De Fontenay opined that the problem may not be with rating agencies misleading investors into purchasing exceedingly risky loans; rather, the problem could be the regulatory structure that rewards financial institutions for having safe assets on their balance sheets. When faced with this question of whether modifications should be made to the banking regulatory scheme in order to disincentivize banks from only holding AAA debts, Gerding responded that he did not believe this was the sole answer. In response to each of the three Basel decisions, banks have found a way to manipulate rules, noting that capital arbitrage is a recent manifestation of this manipulation.
The panel stressed the need for increased disclosure and an overall increase in information gathering and sharing between market actors. Institutional investors in CLOs should know whether securities are actively traded, how prices in the secondary market are set, and the extent to which securities are purchased for the purpose of regulatory arbitrage.
Beyond disclosure, there is the need for information sharing between financial regulators. Gerding pointed to FINRA’s TRACE system as a model to improve and promote price transparency in CLOs and other markets. Additionally, he stated that the exception for CLOs in the Volker Rule fueled explosive growth of CLOs. Gerding urged that, until there is ample evidence that the systemic risk from these markets is muted, financial regulators should not expand this exception any further, as the Loan Syndications and Trading Association has advocated. Gerding advised the Tennessee title loans SEC to help financial regulators develop institutional mechanisms for sustained and deep collaboration in spotting and tracking the emergence of financial risks.
Deborah J. Enea is a partner in the Financial Services Practice Group of Pepper Hamilton LLP. Her practice focuses on leveraged finance transactions where she represents and advises a number of clients on financial services matters.

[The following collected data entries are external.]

Issue #1849, opened 2018-05-04
Different results presented by Class.getResourceAsStream method


felipepontes-research:
Class.getResourceAsStream method presents different results as presented by Oracle HotSpot JVM when executing the following program:

```
package p;
public enum A {
    X, Y
}

package p;
public class B {
    public static void main(String[] args) {
        System.out.println(A[].class.getResourceAsStream(""));
    }
}
```

**Affected versions:**

Eclipse OpenJ9

openjdk version "1.8.0_162"
OpenJDK Runtime Environment (build 1.8.0_162-b12)
Eclipse OpenJ9 VM (build openj9-0.8.0, JRE 1.8.0 Linux amd64-64 Compressed References 20180315_120 (JIT enabled, AOT enabled)
OpenJ9 - e24e8aa9
OMR - 3e8296b4
JCL - ee1e77df1d based on jdk8u162-b12)

Oracle HotSpot

Picked up _JAVA_OPTIONS:   -Dawt.useSystemAAFontSettings=gasp
java version "1.8.0_151"
Java(TM) SE Runtime Environment (build 1.8.0_151-b12)
Java HotSpot(TM) 64-Bit Server VM (build 25.151-b12, mixed mode)

**Steps to reproduce:**

	1. Compile above program
	2. Run it using Eclipse OpenJ9 java
	3. Run it using Oracle HotSpot java

**Current result:**

Eclipse OpenJ9: null
Oracle HotSpot: java.io.ByteArrayInputStream@...

**Expected result:**

Eclipse OpenJ9 JVM presenting same resources as Oracle JVM.

DanHeidinga:
We'll need to check the spec on this one.  Its not immediately clear what the right behaviour is

DanHeidinga:
@theresa-m Can you take a look at this?

theresa-m:
Confirmed this issue was fixed with #1909. I've added an additional test for this case so its covered under `getResourceAsStream` as well as `getResource` #1916

PR #1916, opened 2018-05-15
Additional test for Class.getResourceAsStream

theresa-m:
Test with object as an array

Tests: #1849


pshipton:
jenkins test sanity plinux jdk8,jdk10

George Oldfield, an economic consultant, expressed his view of the current state of the market with more skepticism, saying, “I think the market is moving into an area, or a regime, which could provide some concern for regulators, because, in some regards, it resembles the s.” High-risk loans are now securitized, and groups of investors previously abstaining from the market have been able to take interest in corporate credits. Specifically, a potential area of concern is “enhanced CLOs” that are designed to take advantage of failures of other CLOs.